MMW:  “I have initiated many projects in the constituency and also ensured their implementation. I spearheaded the construction of Otjomuise Primary School, and the same school is being upgraded to a primary school with recreational facilities and a playground. The project will be completed in September 2014.

“Two secondary schools, one opposite Otjomuise clinic and one next to the Michelle McLean Primary School will soon be constructed.

“So far 32 early childhood kindergartens are registered with the constituency office. One new clinic has been built in Otjomuise and Khomasdal clinic has been renovated, while the Khomasdal Medi-Centre has a few private doctors’ consultation offices.

“There is an Otjomuise mobile police station next to the Otjomuise community hall, while the new police station is soon to be constructed like I mentioned earlier. Otjomuise Woermann Brock, Khomasdal Woermann Brock , Khomas Mall, Khomasdal open market, and various playgrounds such as Sigma recreational park , Otjomuise community hall just to mention a few have been constructed.

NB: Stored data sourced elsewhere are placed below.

Issue #59, opened 2018-04-30
alpha not in [0, 2\pi)


chris-hld:
https://github.com/sfstoolbox/sfs-python/blob/ac86493b1a07775731c46d4d1701660a6e83258d/sfs/util.py#L125

alpha is not in [0, 2\pi) but in [-pi, pi].
This can turn out as a bug when using it.

We could add
`alpha[alpha < 0] += 2*np.pi`
or something even smarter.

chris-hld:
This is be better and should be faster:
`alpha = (alpha + 2*np.pi) % (2*np.pi)`

mgeier:
Why should it be the one range and not the other?

Is there any math textbook or relevant software that uses your suggested behavior for azimuth?

> This can turn out as a bug when using it.

But that's a bug in the other code then, isn't it?
Any function taking an angle in radians should simply do *The Right Thing* when given an "out-of-range" value.

A function that only takes values from -pi to pi is equally broken.

hagenw:
Interesting discussion. I agree that all functions should work with out of range values as input.

For return values I would expect that they are within the range used throughout the toolbox. At the moment this would be `[0, 2pi)` as this is used in the theory at the moment, see http://sfstoolbox.org/en/2.9.0/#coordinate-system.
The same convention is used by [Ahrens 2012](https://doi.org/10.1007/978-3-642-25743-8) and [Schultz 2016](http://rosdok.uni-rostock.de/resolve/urn/urn:nbn:de:gbv:28-diss2016-0078-1).

So maybe, we should not change the documentation, but the return value.

mgeier:
@hagenw Thanks for the references, that's very helpful!

Ahrens 2012 in turn references this: Weisstein, E. W. (2002). CRC concise encyclopedia of mathematics. London: Chapman and Hall/CRC. I don't have access to this book, so I couldn't check it out.

I agree that the range `[0, 2pi)` makes sense in a theoretical math context. I'm not sure, however, if it also makes sense in a numeric implementation.
The `numpy.arctan2()` has a nice implementation of some "special" values (as shown in the documentation linked by @chohner), which we would most likely destroy if we add our own number crunching.

So I would still be interested how other software does this!

fs446:
Here is a reference from Wolfram, which due to collaboration of the parties might be consistent with the Weisstein book (however I did not check):
http://functions.wolfram.com/PDF/ArcTan2.pdf

[...]

PR #73, opened 2019-01-07
Fix cart2sph to reflect correct range and update tests.

chris-hld:
This is the PR for https://github.com/sfstoolbox/sfs-python/issues/59.
Testing against `np.arctan2` is not meaningful, since this is causing the range issue.

### DIFF
--- a/sfs/util.py
+++ b/sfs/util.py
@@ -123,6 +123,7 @@ def cart2sph(x, y, z):
     """
     r = np.sqrt(x**2 + y**2 + z**2)
     alpha = np.arctan2(y, x)
+    alpha = alpha % (2 * np.pi)  # [0, 2pi)
     beta = np.arccos(z / r)
     return alpha, beta, r
 
--- a/tests/test_util.py
+++ b/tests/test_util.py
@@ -4,14 +4,18 @@ import pytest
 import sfs
 
 cart_sph_data = [
-    ((1, 1, 1), (np.pi/4, np.arccos(1/np.sqrt(3)), np.sqrt(3))),
-    ((-1, 1, 1), (np.arctan2(1, -1), np.arccos(1/np.sqrt(3)), np.sqrt(3))),
-    ((1, -1, 1), (-np.pi/4, np.arccos(1/np.sqrt(3)), np.sqrt(3))),
-    ((-1, -1, 1), (np.arctan2(-1, -1), np.arccos(1/np.sqrt(3)), np.sqrt(3))),
-    ((1, 1, -1), (np.pi/4, np.arccos(-1/np.sqrt(3)), np.sqrt(3))),
-    ((-1, 1, -1), (np.arctan2(1, -1), np.arccos(-1/np.sqrt(3)), np.sqrt(3))),
-    ((1, -1, -1), (-np.pi/4, np.arccos(-1/np.sqrt(3)), np.sqrt(3))),
-    ((-1, -1, -1), (np.arctan2(-1, -1), np.arccos(-1/np.sqrt(3)), np.sqrt(3))),
+    ((1, 1, 1), (np.pi / 4, np.arccos(1 / np.sqrt(3)), np.sqrt(3))),
+    ((-1, 1, 1), (3 * np.pi / 4, np.arccos(1 / np.sqrt(3)), np.sqrt(3))),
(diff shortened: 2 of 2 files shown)


mgeier:
Thanks for this PR and sorry for the late response!

As mentioned in https://github.com/sfstoolbox/sfs-python/issues/59#issuecomment-388902384, this destroys a few of the "special" values mentioned in https://docs.scipy.org/doc/numpy-1.14.0/reference/generated/numpy.arctan2.html.

For example, those are (first result is the previous behavior, second result is this PR):

```python
import numpy as np
import sfs

sfs.util.cart2sph(0, -0., 1)[0]
# -0.0
# 0.0
sfs.util.cart2sph(np.inf, -0., 0)[0]
# -0.0
# 0.0
sfs.util.cart2sph(-0., -0., 1)[0]
# -3.141592653589793
# 3.141592653589793
sfs.util.cart2sph(-np.inf, -0., 0)[0]
# -3.141592653589793
# 3.141592653589793
```

I think from a geometrical point of view, the old values make a lot of sense, don't they?

chris-hld:
Ok, now I see your point more clearly. 

Here is my opinion on this:
We state that the azimuth is in `[0, 2pi)` . This is getting a bit philosophically speaking, but this interval does not include `-0`. So, if any of this, `(0, -0., 1)` may return `2pi`, which is not included in the domain, though.
For the last two examples I'd say generally the second value is as correct as the first. Again, our domain is `[0, 2pi)`, so the limit is `pi`, not `-pi`, the latter is simply not approachable. The explanation is that we are approaching pi from the positive direction 2pi. 
This is just different than atan2, which approaches this value continuously from `-0`, because it has a different domain. To my knowledge this is actually not the same, neither is this a special value.
So in short:
atan2 does `-0 -> -pi/2 -> -pi`.
We should do `2pi -> 3/2 pi -> pi`.
atan2 is discontinuous in `pi/-pi`, we are in `0/2pi`.
Both values are correct, but not the same.

Honestly, these are special values that we never actually use or treat separately, are we?
Are we catching these special values somewhere?
Otherwise it's pretty confusing if we say our values are within a certain range in the docs but we actually don't provide them. However, I agree that it shouldn't make a difference if any following implementation is correct.

mgeier:
> We state that the azimuth is in `[0, 2pi)`

Yes we do, but we probably shouldn't (as discussed in #59).

As mentioned in #59, any function that doesn't work with the full input range of real numbers is broken.
So for all practical use cases we have considered so far, it doesn't matter one bit what range we return.

But of course we have to choose some range.
Above I've given some motivation why the range `[-pi, pi]` makes sense.
Incidentally, that also leads to the simplest implementation.
I don't see a reason why we should jump through hoops in our implementation for zero gain.

In a theoretical math context another range may or may not make more sense, but I don't see a problem in using two different ranges for theoretical and practical work.

Of course, it should be documented correctly.

> For the last two examples I'd say generally the second value is as correct as the first.

That may be the case for some definitions of "correct", but the second value definitely throws away information compared to the first value.

> Again, our domain is `[0, 2pi)`

Again, it doesn't have to be.

>  To my knowledge this is actually not the same, neither is this a special value.

I don't understand this sentence, can you please clarify?

> Honestly, these are special values that we never actually use or treat separately, are we?

Probably not. But I don't see a reason why we should throw away this information.

> Are we catching these special values somewhere?

I guess not. At least not yet.

But since we are implementing a library here, we don't have all possible use cases available to us.

In this case I think we should try to do The Right Thing.

> Otherwise it's pretty confusing if we say our values are within a certain range in the docs but we actually don't provide them.

I agree. That's why we should change the documentation, see https://github.com/sfstoolbox/sfs-python/issues/59#issuecomment-386634275.

Unless somebody provides a real reason to change the behavior.

chris-hld:
> But since we are implementing a library here, we don't have all possible use cases available to us.
>In this case I think we should try to do The Right Thing.

I agree. 
So then, let's only update the docs. I personally think it is still better to test against pre-calculated values, and not the return of `np.arctan2()` (as the current test does). What do you think?

chris-hld:
Closing and moving back to issue #59.

mgeier:
> I personally think it is still better to test against pre-calculated values, and not the return of `np.arctan2()` (as the current test does). What do you think?

I agree.

Would you mind extracting your changes to the tests from this PR and making a new PR only for the tests?

PR #74, opened 2019-01-09
Fix db for power quantities

narahahn:
`db(x)` is always returning `10` for `power=True`.


narahahn:
Oh, nice! I didn't know that.

PR #76, opened 2019-01-20
 Drop support for legacy Python 2

### LINKED ISSUE #71: Drop Python 2 support?
Anyone against that?

hugovk:
Fixes #71.


mgeier:
@hugovk Thanks a lot for this PR!

Is it really necessary to support 3.6 and 3.7 specifically?

```python
    python_requires='>=3.6',
```

What about using this instead?

```python
    python_requires='>=3',
```

And what about dropping those two lines:

```python
        "Programming Language :: Python :: 3.6",
        "Programming Language :: Python :: 3.7",
```

Are those really helpful?
I'm quite sure we'll forget to update them for Python 3.8 etc.

hugovk:
You're welcome!

I wasn't sure which versions are officially supported, as only 3.6 is tested.

python_requires limits which versions pip will install for, so it's better for this range to be wider if you're not sure.

Which versions of 3.x are supported? If anything, I'd recommend 3.4+, as all the others are EOL. (And 3.4 is EOL in couple of months.)

Those two Trove classifiers are useful, it shows on PyPI which versions are known to work. But I will remove them if you prefer.

mgeier:
> Which versions of 3.x are supported?

TBH, I don't know exactly. I was assuming >= 3.4, and probably 3.3. Anything less than 3.3 was quite broken anyway ...

Would you mind adding 3.5 and 3.7 to the Travis-CI config?
Then we can see if it passes ...

If you like we can try 3.4, too, but I'm fine with dropping support for 3.4. Support for 3.5 would be good, though.

> Those two Trove classifiers are useful

OK, then we'll keep them!
Can you please add 3.5 then?

hugovk:
Updated and all green!

chris-hld:
I strongly vote for Python >= 3.5, mostly because of the `@` operator, which we could then start using.
https://docs.python.org/3/whatsnew/3.5.html#whatsnew-pep-465

PR #79, opened 2019-02-10
TST: Make script to run all test scripts; use it on Travis-CI

mgeier:


spors:
The script is quite specific and can be removed from the examples.

PR #80, opened 2019-02-10
DOC: Make LaTeX math definitions LaTeX compatible

mgeier:
Our math definitions cause problems when creating LaTeX output because they are not actually LaTeX compatible, they just happen to work with MathJax.

There are two reasons why this doesn't work in LaTeX:

* the definitions are included multiple times, leading to `\newcommand` complaining about already defined macros
* While in MathJax we need to be in math mode for anything to work, in LaTeX the `\newcommand` doesn't work in math mode.

My work-around is admittedly a bit non-obvious, does anyone have a better idea how to fix this?

### DIFF
--- a/doc/math-definitions.rst
+++ b/doc/math-definitions.rst
@@ -1,10 +1,22 @@
+.. raw:: latex
+
+    $
+
 .. rst-class:: hidden
 .. math::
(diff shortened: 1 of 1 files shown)


mgeier:
I've merged #90 instead.

PR #82, opened 2019-02-11
Fix LaTeX math definitions

mgeier:
An alternative to #80 and #81.

I had to change `\newcommand{\i}` to `\renewcommand{\i}`, it seemed to be defined already ...


mgeier:
I've merged #90 instead.

Issue #32, opened 2016-12-20
Rename "defs"?


mgeier:
The submodule `sfs.defs` is supposed to mean "defaults".
This is quite accurate, since it contains default values.

However, if we would rename it to `default`, it would make more sense when reading it, e.g. `sfs.default.c` reads like "default c", not like "defaults c".

Apart from renaming, we could also turn it into an object of a custom class, like e.g. http://python-sounddevice.readthedocs.io/#sounddevice.default
This way, we could avoid accidentally assigning unsupported attributes.

PR #84, opened 2019-02-11
Use sfs.default object instead of sfs.defs submodule

mgeier:
See #32.


hagenw:
I like your changes :+1: 

Would be great if you could integrate them in the documentation as well. I think it would be nice if we tell a user how she/he could change the default speed of sound.

mgeier:
What about 8564d71a70aa7f76e835bd3f9269e2a1fad2ab1c?

I was hesitating to add this to the docs, because it's a bit messy.

Does anyone have an idea how to do this in a cleaner way?

mgeier:
#45 and #69 should be merged before this PR because they use `sfs.defs` a few times.

mgeier:
I've moved the `autosummary`directive in a4c7c8c2d35f130bb4768e63af20f99df509d166.

This way, `sfs.default` is documented directly on the main API page and not on a separate page.

I think that's better.

Any other opinions?

PR #88, opened 2019-02-12
DOC: math notations for mono sources

hagenw:
This replaces the ASCII math notations for the monochromatic source definitions.


mgeier:
Thanks @hagenw!

PR #90, opened 2019-02-18
DOC: Make LaTeX math definitions LaTeX compatible

mgeier:
Yet another alternative for #80, #81 and #82.

PR #92, opened 2019-02-21
Doc tweaks

mgeier:


hagenw:
Looks good to me. Tested HTML locally, PDF still fails as #90 is not merged.

When I experimented with SVG figures in HTML output some years ago it resulted in heavy CPU usage and long load time if you had several sound fields on one page, but this seems to be no longer a problem.

PR #167, opened 2020-12-01
Preparation of Release 0.6.0

spors:
Rendered: https://sfs-python--167.org.readthedocs.build/en/167/version-history.html

### DIFF
--- a/NEWS.rst
+++ b/NEWS.rst
@@ -3,10 +3,8 @@ Version History
 
 
 Version 0.6.0 (2020-12-01):
-* Added spatially bandlimited line source
-* Extended documentation of various functions
-* Various bug fixes
-* Drop support for Python 3.5
+ * New function `sfs.fd.source.line_bandlimited()` computing the sound field of a spatially bandlimited line source
+ * Drop support for Python 3.5
 
 Version 0.5.0 (2019-03-18):
  * Switching to separate `sfs.plot2d` and `sfs.plot3d` for plotting functions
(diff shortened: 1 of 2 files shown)


NEWS.rst
```diff
@@ -1,6 +1,13 @@
 Version History
 ===============
 
+
+Version 0.6.0 (2020-12-01):
```
mgeier, line 5: You should check the generated HTML file, which is broken (https://sfs-python--167.org.readthedocs.build/en/167/version-history.html).

The bullet points have to be indented, like they are below.

NEWS.rst
```diff
@@ -1,6 +1,13 @@
...
+* Added spatially bandlimited line source
```
mgeier, line 6: It would probably be nice to add a link to the new function?

NEWS.rst
```diff
@@ -1,6 +1,13 @@
...
+* Extended documentation of various functions
```
mgeier, line 7: Sure, but do we really need to mention this, especially since its a totally generic statement carrying basically no information?

NEWS.rst
```diff
@@ -1,6 +1,13 @@
...
+* Various bug fixes
```
mgeier, line 8: Sure, I guess that's true for every single release, therefore it seems redundant to me.

spors: You are right, I will remove these generic statements.

mgeier (approved):

PR #168, opened 2021-01-16
introduce new wfs 2.5D point source time domain driving function

fs446:
As we introduced a new 2.5D WFS point source driving function in frequency domain with version 0.5.0 we should do this in time frequency as well for consistency, I'd propose.
Thus, for time domain same idea as for frequency domain: putting the new version into `point_25D()` (this is the 3D->2.5D Delft approach) and creating `point_25d_legacy()` that holds the function which was used up to <=0.6.0 (this is the 2D -> 2.5D approach by Rabenstein/Spors).

Furthermore, some minor corrections in the math docstrings for the other time domain WFS functions and some pep8 issues fixed.

I would suggest to create a 0.6.1 minor release to introduce the new feature.

PR #169, opened 2021-01-18
DOC: add compatibility for sphinxcontrib-bibtex>=2

hagenw:
the test in https://github.com/sfstoolbox/sfs-python/pull/168 are failing as `sphinxcontrib-bibtex` introduced a breaing change with version 2.0.0 as you have to add another config setting.

This fixes thie issue.

### DIFF
--- a/doc/conf.py
+++ b/doc/conf.py
@@ -46,6 +46,8 @@ extensions = [
     'nbsphinx',
 ]
 
+bibtex_bibfiles = ['references.bib']
+
 nbsphinx_execute_arguments = [
     "--InlineBackend.figure_formats={'svg', 'pdf'}",
     "--InlineBackend.rc={'figure.dpi': 96}",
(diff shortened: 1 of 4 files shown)


mgeier:
I think now the `references.bib` argument can be removed from `references.rst`:

```rst
.. bibliography:: references.bib
    :style: alpha
    :all:
```

Also, I think `:all:` isn't necessary anymore, right?

I'm not sure though, because I cannot check it locally because I'm getting some errors (which may be related to my broken installation).

hagenw:
Thanks, `references.bib` is indeed no longer needed. `:all:` includes all references, also not cited once. I removed that option as well.
I was able to execute the code locally and found also one wrong citation to Ahrens2012 that was not using the bibtex plugin, and corrected that as well.

mgeier (approved):
Thanks!

PR #179, opened 2024-09-16
Update to changes in matplotlib 3.9.0

MeggyCal:
This patch makes the testsuite pass even with the new matplotlib.


hagenw:
Thanks for providing this patch. In order to make the tests work again we need to cleanup their definitions:

* remove Python 3.6
* remove Python 3.7
* update read the docs configuration

Will try to handle this first in another pull request.

PR #191, opened 2025-09-02
Register more "clipped" color maps, use viridis_clip as default for level()

mgeier:
This also changes "alpha" to a slightly more extreme value. We could tune this for each colormap individually.

Alternatively, we could also manually select "over" and "under" colors for each colormap.

### DIFF
--- a/sfs/plot2d.py
+++ b/sfs/plot2d.py
@@ -8,27 +8,26 @@ from . import default as _default
 from . import util as _util
 
 
-def _register_cmap_clip(name, original_cmap, alpha):
+def _register_cmap_clip(name, original_name, alpha):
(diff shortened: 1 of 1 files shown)


mgeier:
The clipped colors can be seen e.g. here: https://sfs-python--191.org.readthedocs.build/en/191/sfs.td.nfchoa.html

For comparison, an older release: https://sfs-python.readthedocs.io/en/0.6.2/sfs.td.nfchoa.html

For these time-domain plots, most of the area has very low level and therefore has the "under" color.

I'm not sure yet whether that's a good thing or not.

mgeier:
I have added a few commits with a new way to calculate the under/over colors.

fs446:
Nice work, thank you very much!

PR #192, opened 2025-09-02
Add plot2d.level_contour()

mgeier:
This might come in handy for the plots in the 2.5D WFS examples from #184.


fs446 (approved):
Very nice new feature to draw level isobars, such as the 0 dB level.

putting stuff into plotting_plane () makes handling more convenient and potential re-work of this particular code is easier.

PR #869, opened 2023-01-16
Feat: Add filter for the image block link attributes

JeanPaiva:
Add filter to allow customization for the image block dynamic link anchor tag attributes.


tomusborne:
@JeanPaiva I tweaked this so it uses `generateblocks_attr()` as that's the standard with our other HTML elements.

PR #880, opened 2023-01-25
Fix: Static image caption showing multiple times

JeanPaiva:
References:
https://secure.helpscout.net/conversation/2134167229/373534
https://generatepress.com/forums/topic/the-caption-in-the-image-block-appears-3-times/#post-2506778


tomusborne:
@JeanPaiva This breaks our blocks that use static content with a dynamic link.

PR #887, opened 2023-01-26
Fix: Missing responsive controls when multi-selecting blocks

### LINKED ISSUE #885: Ability to select responsive icons when multiple blocks are selected
Is it possible to add the ability to select responsive icons when multiple blocks are selected from the list view? It would help with multiple block  setting adjustments in the various responsive views.
https://www.loom.com/share/73381a5bbb5a4df5a2d8f12eb3c75172

tomusborne:
close #885


tomusborne:
@JeanPaiva Don't think updating dist files should have happened here.

PR #915, opened 2023-02-20
Fix: Display option changing to flex when changing icon

tomusborne:
Not sure if this is crucial enough to merge into 1.7 or if it should wait.


JeanPaiva:
It works well, but if for some reason the user wants the display to be something else the issue is still there. Maybe we check if the icon was already set and don't apply any other rule. But I think this can wait for the next version.

tomusborne:
This is being handled in #983

PR #954, opened 2023-03-27
Chore: Add PHP tests

JeanPaiva:
Add unit tests to the plugin.

### DIFF
--- a/.github/workflows/ci.yml
+++ b/.github/workflows/ci.yml
@@ -139,7 +139,7 @@ jobs:
     runs-on: ubuntu-latest
     strategy:
       matrix:
-        php-versions: ['5.6', '7.4', '8.1']
+        php-versions: ['7.2', '7.4', '8.1']
     steps:
       - name: Checkout repo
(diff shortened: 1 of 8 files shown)


.env.testing-sample
tomusborne, line 1: Does this mean anyone testing has to set up this same environment?

.github/workflows/ci.yml
```diff
@@ -139,7 +139,7 @@ jobs:
     runs-on: ubuntu-latest
     strategy:
       matrix:
-        php-versions: ['5.6', '7.4', '8.1']
```
tomusborne, line 142: No more 5.6 testing?

.gitignore
tomusborne, line 1: We'll need to update `.distignore` with all newly-added files/folders as well.

.github/workflows/ci.yml
JeanPaiva: Yes, the tests require at least PHP 7.2

tomusborne (approved):

PR #957, opened 2023-03-27
Feat: Display text field to allow user to replace image URL

### LINKED ISSUE #952: QoL - Image Block improvements
### Description
1. Improve Replace Button so user can see a URL if one was added.

JeanPaiva:
Closes #952


JeanPaiva:
@tomusborne updated to not show if mediaId is set.

tomusborne (approved):

Issue #938, opened 2023-03-05
Duplication in widgets does not generate new ID for GB blocks


leohsiang:
Normal content (correct) behavior when the 2nd and 3rd items are duplicated:
https://www.screencast.com/t/zlE3j0Vy
https://www.screencast.com/t/YOMx2v3vlG

Widget area (incorrect) behavior when the 2nd and 3rd items are duplicated:
https://www.screencast.com/t/YJAeKuiEtE
https://www.screencast.com/t/5meIfrYlfx5c

JeanPaiva:
Related to https://github.com/tomusborne/generateblocks/issues/129

PR #958, opened 2023-03-27
Fix: unique id not regenareted correctly on widgets editor

### LINKED ISSUE #129: Add compatibility with the widget editor
### Description
`getBlocks()` doesn't work in the widget editor. We should look at adding compatibility with the widget editor (or figuring out a different way to know all the unique IDs being used).

### Steps to reproduce
1. 

#### Expected behavior
The logic to check if we have uniqueIds should match `innerBlocks`.

#### Actual behavior
uniqueId from `innerBlocks` is not returned from the function.

#### References: 
WordPress/gutenberg#32607

JeanPaiva:
Closes #129 #938

### DIFF
--- a/src/hoc/test/withUniqueId.test.js
+++ b/src/hoc/test/withUniqueId.test.js
@@ -1,0 +1,125 @@
+import getEditorBlocks from '../../utils/get-editor-blocks';
+import { getUniqueIdFromBlocks, hasDuplicates } from '../withUniqueId';
+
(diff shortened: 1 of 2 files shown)


tomusborne (approved):
Nice one. Feels like we could use a unit test or two here.

JeanPaiva:
@tomusborne added tests for the uniqueID internals.

PR #962, opened 2023-03-29
Feature: Add block appender toolbar

tomusborne:
close #944 

This feature adds a handful of new appenders to our block toolbar.

You can now:

* "Unwrap" a Container block, removing it and "un-containing" its inner blocks.
* Use the "Add to Container" block to wrap any block in the editor in a Container block.
* Use the "Add to Row" or "Add to Stack" buttons to add any multi-selection of blocks to a flex row or column.

We also moved some existing toolbar buttons into this new toolbar section.

* The "Add Inner Container" button appears in root-level Container blocks.
* The "Add Button" buttons appear in this section for the Button block and Button Container block variation.


JeanPaiva:
@tomusborne Accordions/Tags are breaking, just add them to the page and select the block.

Screenshot 2023-04-06 at 15 29 22

JeanPaiva:
When selecting multiple blocks, we can't add our own "grouping" function, but we need to allow users to transform from a Group block to a Container block. I think it's a good way of handling that limitation.

The user selects all blocks, groups them, and transforms them to Container.
Screenshot 2023-04-06 at 15 33 31

tomusborne:
Accordions/tabs should be fixed.

Will look at a Group -> Container transform, good idea.

JeanPaiva (approved):

PR #986, opened 2023-04-28
Tweak: Align buttons in a row using alignment matrix

tomusborne:
This sets the `flexDirection` to `row` when using the Alignment Matrix with nothing but the Button block.

This is only necessary if we decide to ditch the Button Container variant.


JeanPaiva:
Why is this needed? The "Add to Row" toolbar button already sets the container to flex row direction.

PR #987, opened 2023-04-28
Tweak: Remove the Button Container variation

tomusborne:
blocked #986 

There's an argument to be made that the "Button Container" variation is no longer necessary with the new Container block and the ability to easily wrap blocks inside of it. This PR explores that.


JeanPaiva:
Why not keep the Add to row/column buttons for the toolbar?

PR #1011, opened 2023-05-19
Fix: Migrate global style attributes in the editor

tomusborne:
This runs our Global Style attributes through our migration functions to ensure blocks using old Global Styles appear properly in the editor.


JeanPaiva (commented):
Found a bug, when borders are linked, the border hover color sets the primary color of the other sides if you unlink.

Screenshot 2023-05-23 at 12 50 50

JeanPaiva (approved):

PR #1025, opened 2023-05-31
Feature: Only show one dimension field if synced

tomusborne:
This makes it so only one dimension field displays if all 4 sides are synced.

### DIFF
--- a/src/components/dimensions/index.js
+++ b/src/components/dimensions/index.js
@@ -32,7 +32,9 @@ export default function Dimensions( props ) {
 		return o;
 	}, {} );
 
-	const [ sync, setSync ] = useState( false );
+	const uniqueValues = Object.values( attributes ).filter( ( n ) => n );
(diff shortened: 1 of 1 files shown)


JeanPaiva (approved):
One thing that I noticed is that when you are on the tablet device and change to mobile, the sync persists. Not sure if it was intentional or not. Apart from that all good.

tomusborne:
Hmm, I would say not intentional. Tried to make it so it only auto-syncs if the values all exist and are the same. Seems the component isn't re-rendering from tablet -> mobile.

tomusborne:
@JeanPaiva what about the latest commit?

JeanPaiva:
Another one:

When syncing on the desktop and going to the tablet, the placeholder is only showing for the top side.

Screenshot 2023-06-02 at 12 15 01

tomusborne:
@JeanPaiva this is using the latest pull?

JeanPaiva:
@tomusborne all good now.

“The whole of Sewende Laan now has communal taps and toilets, but it is a big challenge, since more than 40 people are using one toilet and one tap. The people on group erven and those buying erven have built their own private toilets and they have access to clean water in their homes.  In Agste Laan, people illegally placed there by the City of Windhoek are using the communal taps and toilets, however most of the houses in Agste Laan are not electrified, but the electrification is being done in phases.

“To address the issue of housing, the City of Windhoek has entered into a private public partnership to service the land and to build houses. So far NHE has constructed houses, and people have obtained houses through groups and the Shack Dwellers Federation.

All the major roads are tarred in Khomasdal North constituency, but in the informal settlements only the main roads are tarred. The roads where new NHE houses are currently being built are also not yet tarred. We have a shortage of open markets and recreational facilities in Otjomuise, however a new recreational facility is planned to be built in Beijing Street in Otjomuise.”

 

NE: Can you share some of the successes in your constituency?

 

MMW: “There are many successes in the constituency that I spearheaded that I am proud of as the councillor. I have a hard-working team that is behind me and I can attribute such successes to the team as well. I am involved together with the City of Windhoek and other community members in the neighbourhood watch. We also have community leaders and elders watching out for criminal activities and they report straight to the constituency office and police for speedy action to be taken.

“I am happy that the community takes education very seriously hence the 32 early childhood kindergartens are registered with the constituency office and more schools are being constructed and renovated.

“Another success is that we have a Khomasdal North website and a councillor`s question time where I answer questions from the community about the development and envisaged projects.

“Also the construction of the two additional schools, one opposite Michelle McLean and another opposite the clinic. The other successes  include  a new Otjomuise clinic and Khomas Medi-Clinic; smooth running of income-generating projects; the receipt of over 400 serviced erven; lots of houses were built; business infrastructure; feeding programme for people living with HIV/Aids; more than 50 jobs were created through income-generating projects; an active constituency development  committee; youth activities; close relations with Nampol and the City Police; a fire brigade station; a community resource centre and library; a project for elderly people; a programme to eat together , play together to build one Namibia one nation; and crime orientation tours – to make young people aware of the dangers of crime.